* DESCRIPTION OF THE TASK: Using the records provided below, locate and copy each line that contains the word "stopBareContainer".

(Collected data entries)
PR #557, opened 2026-07-08
fix(container): write /etc/hosts in the guest at boot; stream clone/checkout output

davidwkeith:
## Problem

Two container-runtime defects found during the #491 GUI smoke (session that filed #548/#549/#550):

1. **The guest image has no `/etc/hosts`** — verified by walking the vendored OCI layer tarballs (only `etc/nsswitch.conf` + `etc/resolv.conf` exist). Docker/containerd write `/etc/hosts` at container create; Apple Containerization boots the rootfs as-is. Result: `localhost` resolution goes to real DNS over the NAT, vite's `dns.lookup("localhost")` during astro config load fails `EAI_AGAIN`, astro exits before binding 4321, and every preview boot dies at the ready-timeout with an opaque error. A Dockerfile `RUN … > /etc/hosts` cannot fix this — `/etc/hosts` is runtime-mounted during `docker build` and never lands in a layer, so the boot step is the right place.

2. **`runToCompletion` (clone/checkout) discarded guest output** — a failing `git clone` surfaced only as `exited 128` with git's actual diagnostic thrown away ("logs are sacred" gap; this is what made #548 hard to diagnose).

## Fix

- Write standard `127.0.0.1`/`::1 localhost` entries into the guest's `/etc/hosts` as the first boot step, before hydrate.
- Give `runToCompletion` optional line-streaming stdout/stderr writers (same `LineStreamingWriter` pattern as `runDetached`) and pass `onOutput` at the clone/checkout call sites, tagged `[clone]`/`[checkout]`/`[hosts]`.

## Verification

- `xcodebuild -scheme Anglesite -configuration Debug build` — BUILD SUCCEEDED
- `swift build --build-tests` — Build complete (local `swift test` runtime is blocked machine-wide by #541; CI is the arbiter)
- End-to-end: with this change a freshly scaffolded template site boots to a **served preview** in the GUI, and `scripts/run-container-probe.sh boot` passes — before it, astro died at config load on every boot of the freshly vendored image

Related: #548, #549, #550, #491

### DIFF
--- a/Sources/AnglesiteContainer/ContainerizationControl.swift
+++ b/Sources/AnglesiteContainer/ContainerizationControl.swift
@@ -49,13 +49,21 @@ public struct ContainerizationControl: LocalContainerControl {
         //    check out ref. Cloning from the read-only share (not in place) keeps /workspace writable
         //    and preserves full git history — native, no network. Two steps because `git clone
         //    --branch` rejects "HEAD"/bare SHAs; `git checkout` accepts both.
+        // The image ships no /etc/hosts: docker/containerd write one at container create, but
+        // Apple Containerization boots the rootfs as-is — without it even `localhost` becomes a
+        // real DNS query (vite does dns.lookup("localhost") at astro config load → EAI_AGAIN,
+        // astro exits, and the preview never becomes ready). Write the standard entries first.
+        // Wrapped separately from the clone below so a hosts failure reads as a boot problem,
+        // not a misleading `cloneFailed`.
         do {
-            // The image ships no /etc/hosts: docker/containerd write one at container create, but
-            // Apple Containerization boots the rootfs as-is — without it even `localhost` becomes a
-            // real DNS query (vite does dns.lookup("localhost") at astro config load → EAI_AGAIN,
-            // astro exits, and the preview never becomes ready). Write the standard entries first.
             try await runToCompletion(container, id: "hosts", onOutput: onOutput,
                 ["sh", "-c", "printf '127.0.0.1\\tlocalhost\\n::1\\tlocalhost\\n' > /etc/hosts"])
+        } catch {
+            await stopBareContainer(container, siteID: siteID)
+            throw LocalContainerError.bootFailed("guest /etc/hosts setup failed: \(error)")
+        }
+
+        do {
             try await runToCompletion(container, id: "clone", onOutput: onOutput,
                 ["git", "clone", Self.repoSharePath, "/workspace/site"])
             try await runToCompletion(container, id: "checkout", onOutput: onOutput,
@@ -626,6 +634,10 @@ public struct ContainerizationControl: LocalContainerControl {
         }
         try await proc.start()
         let status = try await proc.wait()
+        // `wait()` returns only after the IO streams have drained — flush any trailing partial
+        // (unterminated) line on each stream, same as `exec()` below.
+        stdoutSink?.flush()
+        stderrSink?.flush()
         try? await proc.delete()
         guard status.exitCode == 0 else {
             throw LocalContainerError.cloneFailed("`\(argv.joined(separator: " "))` exited \(status.exitCode)")
--- a/Sources/AnglesiteContainer/ContainerizationControl.swift
+++ b/Sources/AnglesiteContainer/ContainerizationControl.swift
@@ -50,9 +50,15 @@ public struct ContainerizationControl: LocalContainerControl {
         //    and preserves full git history — native, no network. Two steps because `git clone
         //    --branch` rejects "HEAD"/bare SHAs; `git checkout` accepts both.
         do {
-            try await runToCompletion(container, id: "clone",
+            // The image ships no /etc/hosts: docker/containerd write one at container create, but
+            // Apple Containerization boots the rootfs as-is — without it even `localhost` becomes a
+            // real DNS query (vite does dns.lookup("localhost") at astro config load → EAI_AGAIN,
+            // astro exits, and the preview never becomes ready). Write the standard entries first.
+            try await runToCompletion(container, id: "hosts", onOutput: onOutput,
+                ["sh", "-c", "printf '127.0.0.1\\tlocalhost\\n::1\\tlocalhost\\n' > /etc/hosts"])
+            try await runToCompletion(container, id: "clone", onOutput: onOutput,
                 ["git", "clone", Self.repoSharePath, "/workspace/site"])
-            try await runToCompletion(container, id: "checkout",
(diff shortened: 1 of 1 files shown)


Sources/AnglesiteContainer/ContainerizationControl.swift
```diff
@@ -593,10 +599,30 @@ public struct ContainerizationControl: LocalContainerControl {
...
+        _ argv: [String]
+    ) async throws {
+        let stdoutSink: LineStreamingWriter?
+        let stderrSink: LineStreamingWriter?
+        if let onOutput {
+            let tag: @Sendable (String, LogCenter.Stream) -> Void = { line, stream in
+                onOutput("[\(id)] \(line)", stream)
+            }
+            stdoutSink = LineStreamingWriter(stream: .stdout, onLine: tag)
+            stderrSink = LineStreamingWriter(stream: .stderr, onLine: tag)
```
davidwkeith, line 625: These sinks are never `flush()`'d after `proc.wait()`/`proc.delete()` a few lines below (line 628-629). `LineStreamingWriter.flush()`'s own doc comment in this file says it must be "called after `wait()`" to emit a trailing line that never got a terminating `\n`. The pre-existing `exec(...)` function above (lines 465-470) does call `stdoutSink.flush()`/`stderrSink.flush()` right after its `proc.wait()`/`proc.delete()` for this exact reason. Here, if `git clone`/`git checkout`/the hosts-write step fails with a final error line lacking a trailing newline, that line is silently dropped — undercutting this PR's own stated goal ("without this, a failing step... dies with only an exit code and no diagnostic") for exactly the failure case it's meant to fix.

---

davidwkeith (commented):
Reviewed the diff (ContainerizationControl.swift: /etc/hosts bootstrap step + streaming wired into runToCompletion). Left one concrete finding: the new runToCompletion never calls flush() on its LineStreamingWriter sinks after proc.wait()/proc.delete(), unlike the existing exec() helper which does. Per the class's own doc comment, that means a final error line without a trailing newline gets silently dropped — the exact failure-diagnostic case this PR is meant to fix. No other correctness issues found; the /etc/hosts write and streaming wiring for clone/checkout otherwise look correct.

---

Sources/AnglesiteContainer/ContainerizationControl.swift
```diff
@@ -593,10 +599,30 @@ public struct ContainerizationControl: LocalContainerControl {
...
+            stdoutSink = nil
+            stderrSink = nil
+        }
         let proc = try await container.exec(id) { config in
             config.arguments = argv
+            if let stdoutSink { config.stdout = stdoutSink }
+            if let stderrSink { config.stderr = stderrSink }
         }
         try await proc.start()
         let status = try await proc.wait()
```
davidwkeith, line 636: `runToCompletion` never calls `stdoutSink?.flush()` / `stderrSink?.flush()` after `let status = try await proc.wait()` (just below), unlike the sibling `exec()` (further down in this file), which does exactly this and documents why: "`wait()` returns only after the IO streams have drained... Flush any trailing partial (unterminated) line on each stream."

`LineStreamingWriter.write()` only forwards a line to `onLine` once it sees a `\n`; any trailing bytes with no terminating newline sit in `pending` forever unless `flush()` runs. So if `git clone`/`git checkout`/the new `/etc/hosts` printf write a final diagnostic line without a trailing newline — often exactly the most informative line, right before the process exits — it's silently dropped here.

That undercuts this PR's own stated goal ("without this, a failing step ... dies with only an exit code and no diagnostic"): the one case that most needs the diagnostic (a truncated final error line) is the one currently dropped.

Suggested fix: right after `proc.wait()`, add `stdoutSink?.flush(); stderrSink?.flush()` before the exit-code check.

---

Sources/AnglesiteContainer/ContainerizationControl.swift
```diff
@@ -50,9 +50,15 @@ public struct ContainerizationControl: LocalContainerControl {
...
+            // astro exits, and the preview never becomes ready). Write the standard entries first.
+            try await runToCompletion(container, id: "hosts", onOutput: onOutput,
+                ["sh", "-c", "printf '127.0.0.1\\tlocalhost\\n::1\\tlocalhost\\n' > /etc/hosts"])
+            try await runToCompletion(container, id: "clone", onOutput: onOutput,
                 ["git", "clone", Self.repoSharePath, "/workspace/site"])
-            try await runToCompletion(container, id: "checkout",
+            try await runToCompletion(container, id: "checkout", onOutput: onOutput,
                 ["git", "-C", "/workspace/site", "checkout", ref])
         } catch {
             await stopBareContainer(container, siteID: siteID)
```
davidwkeith, line 72: Minor: the shared `catch` on the next line still wraps every failure (hosts write, clone, or checkout) in `LocalContainerError.cloneFailed(...)`. Now that a third, unrelated step ("hosts") shares this block, a failure writing `/etc/hosts` gets reported as `cloneFailed`, which is misleading for anyone triaging by error type (the interpolated message does contain the real argv/exit code, so it's not a functional bug, just a naming/diagnosability nit — worth a distinct case, e.g. `LocalContainerError.bootFailed`, for the hosts step).

---

davidwkeith (commented):
Reviewed the `/etc/hosts` write + clone/checkout streaming change. The ordering is fine — `hosts` runs before `clone`/`checkout` in the same sequential `do` block, both of which are local (no DNS needed), and well before `astro dev`/the MCP sidecar start in step 4, so there's no race with anything that actually needs `/etc/hosts`. Streaming both stdout and stderr for `hosts`/`clone`/`checkout` is a good addition per the "logs are sacred" convention, and reuses the existing `LineStreamingWriter`/`Writer` pattern already proven in `exec()`, so no new deadlock risk.

Two concrete issues (posted as line comments):
1. **Missing `flush()`** — `runToCompletion` sets up `stdoutSink`/`stderrSink` but never flushes them after `proc.wait()`, unlike the sibling `exec()` which does and documents why. A trailing unterminated line (often the most useful diagnostic, right before exit) is silently dropped — undercutting this PR's own stated purpose.
2. **Minor**: the shared `catch` now maps a `hosts`-step failure to `LocalContainerError.cloneFailed`, which is a slightly misleading error type for an unrelated step (message content is still correct/present).

Also: no test coverage was added for the new `/etc/hosts` write or the new `onOutput` plumbing through `runToCompletion` (checked `ContainerizationControlTests.swift` — untouched by this PR). Given this whole target is opt-in/hardware-gated (`ANGLESITE_CONTAINER_TESTS`), at minimum a unit test around `LineStreamingWriter`'s flush behavior (independent of real containers) seems in reach and would have caught issue #1 directly.

---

* SOLUTION FOR THIS EXERCISE:
+            await stopBareContainer(container, siteID: siteID)
             await stopBareContainer(container, siteID: siteID)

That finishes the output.